+++ DATA EXCERPTS

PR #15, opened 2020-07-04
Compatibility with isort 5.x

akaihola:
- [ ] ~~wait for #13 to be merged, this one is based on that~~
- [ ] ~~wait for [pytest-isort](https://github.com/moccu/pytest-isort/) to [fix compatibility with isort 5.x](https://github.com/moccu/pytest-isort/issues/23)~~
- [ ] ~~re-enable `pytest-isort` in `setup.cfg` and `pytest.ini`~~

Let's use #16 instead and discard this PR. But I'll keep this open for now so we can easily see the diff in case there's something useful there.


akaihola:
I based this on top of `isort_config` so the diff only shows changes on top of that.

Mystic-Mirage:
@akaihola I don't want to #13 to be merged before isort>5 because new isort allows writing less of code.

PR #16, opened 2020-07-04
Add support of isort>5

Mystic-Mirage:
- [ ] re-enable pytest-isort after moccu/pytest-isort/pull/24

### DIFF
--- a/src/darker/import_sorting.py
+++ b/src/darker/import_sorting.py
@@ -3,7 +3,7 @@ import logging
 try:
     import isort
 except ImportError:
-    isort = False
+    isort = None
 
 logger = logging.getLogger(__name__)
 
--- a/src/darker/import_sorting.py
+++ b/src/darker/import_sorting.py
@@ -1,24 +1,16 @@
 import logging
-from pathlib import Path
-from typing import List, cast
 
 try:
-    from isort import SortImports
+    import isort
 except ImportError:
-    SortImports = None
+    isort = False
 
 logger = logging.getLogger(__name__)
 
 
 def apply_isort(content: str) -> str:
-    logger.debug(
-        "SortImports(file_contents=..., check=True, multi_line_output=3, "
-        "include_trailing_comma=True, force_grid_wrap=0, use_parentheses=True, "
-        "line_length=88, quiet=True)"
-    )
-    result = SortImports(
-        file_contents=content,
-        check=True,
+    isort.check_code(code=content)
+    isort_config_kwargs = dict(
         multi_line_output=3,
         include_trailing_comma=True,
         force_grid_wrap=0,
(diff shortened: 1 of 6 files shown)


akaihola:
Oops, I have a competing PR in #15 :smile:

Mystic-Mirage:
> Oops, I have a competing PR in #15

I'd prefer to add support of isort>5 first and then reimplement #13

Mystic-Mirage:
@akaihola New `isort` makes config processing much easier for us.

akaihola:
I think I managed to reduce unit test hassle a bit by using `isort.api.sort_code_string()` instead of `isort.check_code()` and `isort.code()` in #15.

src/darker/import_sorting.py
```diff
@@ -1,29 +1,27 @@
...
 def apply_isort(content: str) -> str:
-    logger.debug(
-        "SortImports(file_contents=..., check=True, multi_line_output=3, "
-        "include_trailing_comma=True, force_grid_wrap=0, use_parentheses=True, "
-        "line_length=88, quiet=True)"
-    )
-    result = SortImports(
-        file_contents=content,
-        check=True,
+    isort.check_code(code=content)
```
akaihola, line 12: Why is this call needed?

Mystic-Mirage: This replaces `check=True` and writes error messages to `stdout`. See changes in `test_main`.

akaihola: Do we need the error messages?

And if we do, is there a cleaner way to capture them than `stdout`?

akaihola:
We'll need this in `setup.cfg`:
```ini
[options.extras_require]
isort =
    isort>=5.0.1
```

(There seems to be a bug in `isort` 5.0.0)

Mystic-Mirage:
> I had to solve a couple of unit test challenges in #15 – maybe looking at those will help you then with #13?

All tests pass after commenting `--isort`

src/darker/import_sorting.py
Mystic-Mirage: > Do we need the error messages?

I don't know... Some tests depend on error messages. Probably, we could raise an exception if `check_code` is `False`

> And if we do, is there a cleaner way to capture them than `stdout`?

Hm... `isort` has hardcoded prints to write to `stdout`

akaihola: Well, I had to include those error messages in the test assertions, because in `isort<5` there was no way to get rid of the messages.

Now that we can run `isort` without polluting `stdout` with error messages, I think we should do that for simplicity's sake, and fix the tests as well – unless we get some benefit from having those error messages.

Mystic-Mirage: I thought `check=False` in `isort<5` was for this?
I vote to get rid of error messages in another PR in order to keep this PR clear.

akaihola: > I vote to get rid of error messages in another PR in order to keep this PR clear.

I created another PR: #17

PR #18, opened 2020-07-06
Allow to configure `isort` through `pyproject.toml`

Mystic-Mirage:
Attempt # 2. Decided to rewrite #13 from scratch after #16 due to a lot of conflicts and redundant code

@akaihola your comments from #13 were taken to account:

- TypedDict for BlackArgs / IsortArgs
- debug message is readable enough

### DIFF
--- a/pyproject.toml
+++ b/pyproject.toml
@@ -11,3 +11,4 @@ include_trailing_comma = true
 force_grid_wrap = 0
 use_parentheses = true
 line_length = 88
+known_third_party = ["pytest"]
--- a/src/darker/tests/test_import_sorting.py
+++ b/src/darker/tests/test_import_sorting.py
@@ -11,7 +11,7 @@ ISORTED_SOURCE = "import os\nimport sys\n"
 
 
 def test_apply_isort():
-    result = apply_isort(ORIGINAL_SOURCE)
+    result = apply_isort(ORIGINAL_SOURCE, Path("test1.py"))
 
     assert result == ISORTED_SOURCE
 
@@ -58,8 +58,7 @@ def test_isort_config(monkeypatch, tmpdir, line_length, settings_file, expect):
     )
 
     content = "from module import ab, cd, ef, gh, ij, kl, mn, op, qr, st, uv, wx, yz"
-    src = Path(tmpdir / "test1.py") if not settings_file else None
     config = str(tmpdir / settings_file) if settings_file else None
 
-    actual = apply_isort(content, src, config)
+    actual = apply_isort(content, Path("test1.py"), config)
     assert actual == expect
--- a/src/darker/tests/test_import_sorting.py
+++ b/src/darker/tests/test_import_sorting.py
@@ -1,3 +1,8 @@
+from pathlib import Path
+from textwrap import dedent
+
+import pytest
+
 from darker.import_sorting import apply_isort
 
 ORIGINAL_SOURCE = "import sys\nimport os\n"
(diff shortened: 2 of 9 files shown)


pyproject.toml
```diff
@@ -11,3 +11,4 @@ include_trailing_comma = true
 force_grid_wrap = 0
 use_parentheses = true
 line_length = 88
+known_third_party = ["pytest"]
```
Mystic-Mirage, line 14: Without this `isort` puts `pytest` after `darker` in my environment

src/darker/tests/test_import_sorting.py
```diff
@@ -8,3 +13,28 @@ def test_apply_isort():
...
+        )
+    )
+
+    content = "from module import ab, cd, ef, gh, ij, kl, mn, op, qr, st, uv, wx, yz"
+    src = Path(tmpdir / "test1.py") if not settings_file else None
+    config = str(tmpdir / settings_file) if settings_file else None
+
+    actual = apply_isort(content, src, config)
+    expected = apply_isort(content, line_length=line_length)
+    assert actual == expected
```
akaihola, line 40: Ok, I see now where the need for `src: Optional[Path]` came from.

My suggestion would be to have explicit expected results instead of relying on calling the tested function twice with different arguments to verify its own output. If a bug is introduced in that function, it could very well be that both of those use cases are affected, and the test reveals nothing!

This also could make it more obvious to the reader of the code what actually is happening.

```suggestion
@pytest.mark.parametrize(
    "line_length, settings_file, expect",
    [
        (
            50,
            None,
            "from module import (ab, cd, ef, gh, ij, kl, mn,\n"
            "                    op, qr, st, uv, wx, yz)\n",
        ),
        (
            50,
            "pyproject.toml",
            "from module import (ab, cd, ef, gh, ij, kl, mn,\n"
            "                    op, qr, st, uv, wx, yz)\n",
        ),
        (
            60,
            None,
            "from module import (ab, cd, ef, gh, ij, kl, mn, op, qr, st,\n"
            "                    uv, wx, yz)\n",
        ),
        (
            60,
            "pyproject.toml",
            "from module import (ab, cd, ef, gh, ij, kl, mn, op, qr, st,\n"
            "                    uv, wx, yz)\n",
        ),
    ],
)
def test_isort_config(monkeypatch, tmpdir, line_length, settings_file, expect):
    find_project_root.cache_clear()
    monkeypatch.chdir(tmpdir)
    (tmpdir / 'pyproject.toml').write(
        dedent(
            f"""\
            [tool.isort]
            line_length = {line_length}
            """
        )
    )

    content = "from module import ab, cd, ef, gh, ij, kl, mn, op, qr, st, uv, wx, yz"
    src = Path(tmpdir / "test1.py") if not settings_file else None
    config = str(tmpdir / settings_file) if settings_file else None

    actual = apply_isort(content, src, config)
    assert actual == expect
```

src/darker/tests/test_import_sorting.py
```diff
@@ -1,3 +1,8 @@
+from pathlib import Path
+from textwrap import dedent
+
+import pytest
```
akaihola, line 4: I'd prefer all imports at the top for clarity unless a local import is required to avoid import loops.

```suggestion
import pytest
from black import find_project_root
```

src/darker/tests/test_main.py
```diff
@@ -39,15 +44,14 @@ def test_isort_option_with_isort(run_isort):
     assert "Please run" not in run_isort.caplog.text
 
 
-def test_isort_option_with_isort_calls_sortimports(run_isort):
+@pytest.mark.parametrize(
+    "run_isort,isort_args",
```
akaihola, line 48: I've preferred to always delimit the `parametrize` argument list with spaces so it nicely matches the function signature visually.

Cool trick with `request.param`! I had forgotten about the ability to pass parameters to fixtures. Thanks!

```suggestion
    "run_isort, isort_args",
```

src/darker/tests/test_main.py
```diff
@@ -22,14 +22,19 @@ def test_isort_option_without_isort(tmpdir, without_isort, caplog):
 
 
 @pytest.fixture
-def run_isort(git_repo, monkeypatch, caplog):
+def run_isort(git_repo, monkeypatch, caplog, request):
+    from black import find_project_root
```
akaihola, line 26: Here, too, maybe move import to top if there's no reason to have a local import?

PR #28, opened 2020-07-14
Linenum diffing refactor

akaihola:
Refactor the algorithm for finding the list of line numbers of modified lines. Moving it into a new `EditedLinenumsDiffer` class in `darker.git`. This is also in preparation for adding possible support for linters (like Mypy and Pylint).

++++++

◆ WHAT IS REQUIRED
Looking at the records above, return exactly the lines from the line with "akaihola: Do we need the error messages?" to the line with "Mystic-Mirage: > Do", both ends included.

◆ WRITTEN SOLUTION
akaihola: Do we need the error messages?

And if we do, is there a cleaner way to capture them than `stdout`?

akaihola:
We'll need this in `setup.cfg`:
```ini
[options.extras_require]
isort =
    isort>=5.0.1
```

(There seems to be a bug in `isort` 5.0.0)

Mystic-Mirage:
> I had to solve a couple of unit test challenges in #15 – maybe looking at those will help you then with #13?

All tests pass after commenting `--isort`

src/darker/import_sorting.py
Mystic-Mirage: > Do we need the error messages?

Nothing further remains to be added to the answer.